The effect of frequency on the visual perception of relative phase and phase variability of two oscillating objects

  • Geoffrey P. Bingham
  • Frank T.J.M. Zaal
  • J. Alexander Shull
  • David R. Collins
Research Article

Abstract.

Relative phase has been studied extensively as a measure of interlimb coordination. Only two relative phases, namely 0° and 180°, are stably produced at the preferred frequency (∼1 Hz). When frequency is increased, movement at 180° becomes unstable and relative phase typically switches to 0°, which remains stable at higher frequencies. The current study was designed to investigate the perception of relative phase and of phase variability. Observers viewed two circles moving rhythmically in a computer display. Mean phases varied from 0° to 180° in 30° steps. Phase variability at each mean phase varied from 0° to 5°, 10°, and 15° phase standard deviation (SD). Frequency of oscillation was either 0.75 Hz or 1.25 Hz.
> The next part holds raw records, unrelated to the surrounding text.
PR #152, opened 2017-07-14
entries: Add API endpoint to toggle Featured state

arush0311:
Fixes https://github.com/mozilla/network-pulse/issues/572

### DIFF
--- a/pulseapi/entries/urls.py
+++ b/pulseapi/entries/urls.py
@@ -3,6 +3,7 @@ from django.conf.urls import url
 from pulseapi.entries.views import (
     toggle_bookmark,
     toggle_moderation,
+    toggle_featured,
     EntryView,
     BookmarkedEntries,
     ModerationStateView,
@@ -29,6 +30,11 @@ urlpatterns = [
         r'^(?P<entryid>[0-9]+)/moderate/(?P<stateid>[0-9]+)/?',
         toggle_moderation,
         name='moderate'
+    ),
+    url(
+        r'^(?P<entryid>[0-9]+)/feature/?',
+        toggle_featured,
+        name='feature'
     ),
     url(
     	r'^(?P<pk>[0-9]+)/',
--- a/pulseapi/entries/views.py
+++ b/pulseapi/entries/views.py
@@ -61,6 +61,31 @@ def toggle_bookmark(request, entryid):
 
 
 @api_view(['PUT'])
+def toggle_featured(request, entryid):
+    """
+    Toggle the featured status of an entry.
+    """
+    user = request.user
+
+    if user.has_perm('entries.can_change_entry'):
+
+        entry = None
+        # find the entry for this id
+        try:
+            entry = Entry.objects.get(id=entryid)
+        except Entry.DoesNotExist:
+            return Response("No such entry", status=status.HTTP_404_NOT_FOUND)
+
+        entry.featured = not entry.featured
+        entry.save()
+        return Response("Toggled featured status.",
+                        status=status.HTTP_204_NO_CONTENT)
+    return Response(
+        "You donot have permission to change entry featured status.",
+        status=status.HTTP_403_FORBIDDEN)
+
+
+@api_view(['PUT'])
 def toggle_moderation(request, entryid, stateid):
     """
     Toggle the moderation state for a specific entry,
--- a/pulseapi/entries/test_views.py
+++ b/pulseapi/entries/test_views.py
@@ -381,6 +381,38 @@ class TestEntryView(PulseStaffTestCase):
         self.assertEqual(len(responseObj), mod_count)
         self.assertEqual(responseObj[0]['name'], "Pending")
 
+    def test_featured_toggle_without_login(self):
+        entry = Entry.objects.all()[0]
+        # ensure that featured status is False
+        entry.featured = False
+        entry.save()
+
+        # ensure that user is logged out
+        self.client.logout()
+
+        url = '/api/pulse/entries/{}/feature'.format(entry.id)
+        response = self.client.put(url)
+
+        self.assertEqual(response.status_code, 403)
+
+        entry.refresh_from_db()
+        self.assertEqual(entry.featured, False)
+
+    def test_featured_toggle_by_staff(self):
+        entry = Entry.objects.all()[0]
+        # ensure that featured status is False
+        entry.featured = False
+        entry.save()
+
+        url = '/api/pulse/entries/{}/feature'.format(entry.id)
+        response = self.client.put(url)
+
+        # did the call succeed?
+        self.assertEqual(response.status_code, 204)
+
+        entry.refresh_from_db()
+        self.assertEqual(entry.featured, True)
+
 
     def test_moderation_toggle_by_staff(self):
         entry = Entry.objects.all()[0]


pulseapi/entries/urls.py
```diff
@@ -31,6 +32,11 @@
         name='moderate'
     ),
     url(
+        r'^(?P<entryid>[0-9]+)/featured/?',
+        toggle_featured,
+        name='featured'
```
Pomax: this `name` is used to resolve urls, so as this is a toggle, keeping it a verb is a good idea. Let's change this to `feature` instead of `featured`

pulseapi/entries/views.py
```diff
@@ -62,6 +63,28 @@ def toggle_bookmark(request, entryid):
 
 
 @api_view(['PUT'])
+@permission_classes([IsAdminUser])
```
Pomax: this is not quite right, because it assumes only admin users may change this.

However, permissions are handled through policy rules (based on Django "groups"), so rather than using an admin decorator, you will need to use a solution similar to https://github.com/mozilla/network-pulse-api/blob/master/pulseapi/entries/views.py#L65-L100 where the user's permissions are checked to see if they have entry-modification rights.

pulseapi/entries/views.py
```diff
@@ -8,13 +8,14 @@
 
 from rest_framework import (filters, status)
 from rest_framework.decorators import (
-    detail_route, api_view
+    detail_route, api_view, permission_classes
```
Pomax: `permission_classes` is now an unused import, let's remove it again.

pulseapi/entries/views.py
```diff
@@ -8,13 +8,14 @@
...
 )
 from rest_framework.generics import (
     ListCreateAPIView, RetrieveAPIView, ListAPIView
 )
 from rest_framework.pagination import PageNumberPagination
 from rest_framework.response import Response
+from rest_framework.permissions import IsAdminUser
```
Pomax: `IsAdminUser` is now an unused import, let's remove it again.

pulseapi/entries/views.py
```diff
@@ -61,6 +62,31 @@ def toggle_bookmark(request, entryid):
 
 
 @api_view(['PUT'])
+def toggle_featured(request, entryid):
```
Pomax: It is now worth doing a little refactoring: we have two functions that are effectively identical except for the model value they update: this is the perfect time to create a single function that does the bulk of the work, and two functions that rely on that but house the "different" bits of code, so that we get something like:

```python
def get_entry_to_modify(request, entryid):
    '''
    This function will return an Entry object if the user
    associated with the request has entry change rights,
    or it will return a (non-200) Response object to be
    sent back as server response when they do not.
    '''
    
    # all the code that checks user's permissions
    # and either fetches an entry or forms a non-2xx
    # Response goes here

@api_view(['PUT'])
def toggle_featured(request, entryid):
    entry = get_entry_to_modify(request, entryid)

    if isInstance(entry, Response) is True:
        return target

    entry.featured = not entry.featured
    entry.save()

    return Response("Toggled featured status.", status=status.HTTP_204_NO_CONTENT)

@api_view(['PUT'])
 def toggle_moderation(request, entryid, stateid):
    entry = get_entry_to_modify(request, entryid)

    if isInstance(entry, Response) is True:
        return target

    entry.moderation_state = ModerationState.objects.get(id=stateid)
    entry.save()

    return Response("Toggled moderation state.", status=status.HTTP_204_NO_CONTENT)
```

Pomax:
In addition to this code, you will also need to add a new test case to `pulseapi/tests.py`. Have a look at how bookmarking is tested in that file: testing feature toggling should basically work in the same way (with separate test cases so that failures clearly indicate which test case they're failing for)

arush0311:
@pomax i did make some changes, but instead of creating my own functions i used django and drf ones

pulseapi/entries/views.py
```diff
@@ -26,77 +29,62 @@
 from pulseapi.utility.userpermissions import is_staff_address
 
 @api_view(['PUT'])
+@permission_classes([IsAuthenticated])
```
Pomax: I'm not a fan of this solution: we are not checking whether a user has a permission, we are checking whether a user is authenticated or not, so let's not do this. Let's keep using `user.is_authenticated()`

pulseapi/entries/views.py
Pomax: This is still an unused import, please remove it.

pulseapi/entries/views.py
```diff
@@ -26,77 +29,62 @@
...
     Toggle whether or not this user "bookmarked" the url-indicated entry.
     This is currently defined outside of the entry class, as functionality
     that is technically independent of entries themselves. We might
     change this in the future.
     """
-    user = request.user
 
-    if user.is_authenticated():
-        entry = None
+    user = request.user
```
Pomax: This issue is not about changing the code for bookmarking. Please don't overload PRs to do "more than they should". If you want to improve the bookmarking code, file a new issue for that and then a separate PR to effect the desired update.

pulseapi/entries/views.py
```diff
@@ -26,77 +29,62 @@
...
+    Toggle the featured status of an entry.
+    """
+    entry = get_object_or_404(Entry, id=entryid)
+    entry.featured = not entry.featured
+    entry.save()
 
-        return Response("Toggled bookmark.", status=status.HTTP_204_NO_CONTENT)
-    return Response("Anonymous bookmarks cannot be saved.", status=status.HTTP_403_FORBIDDEN)
+    return Response("Toggled featured status.",
+                    status=status.HTTP_204_NO_CONTENT)
```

One group of ten observers judged mean relative phase. Another group judged phase variability. As predicted, increase in frequency yielded an increase in perceived phase variability at 180° mean phase and other mean phases, but not at 0° mean phase. In contrast, increase in actual phase variability affected judgments of 0° mean phase most strongly. A second control experiment showed that the frequency effects were not produced by changes in display durations or frames per cycle of oscillation. The results are consistent with those in studies of interlimb coordination and indicate that understanding of interlimb coordination requires further investigation of phase perception.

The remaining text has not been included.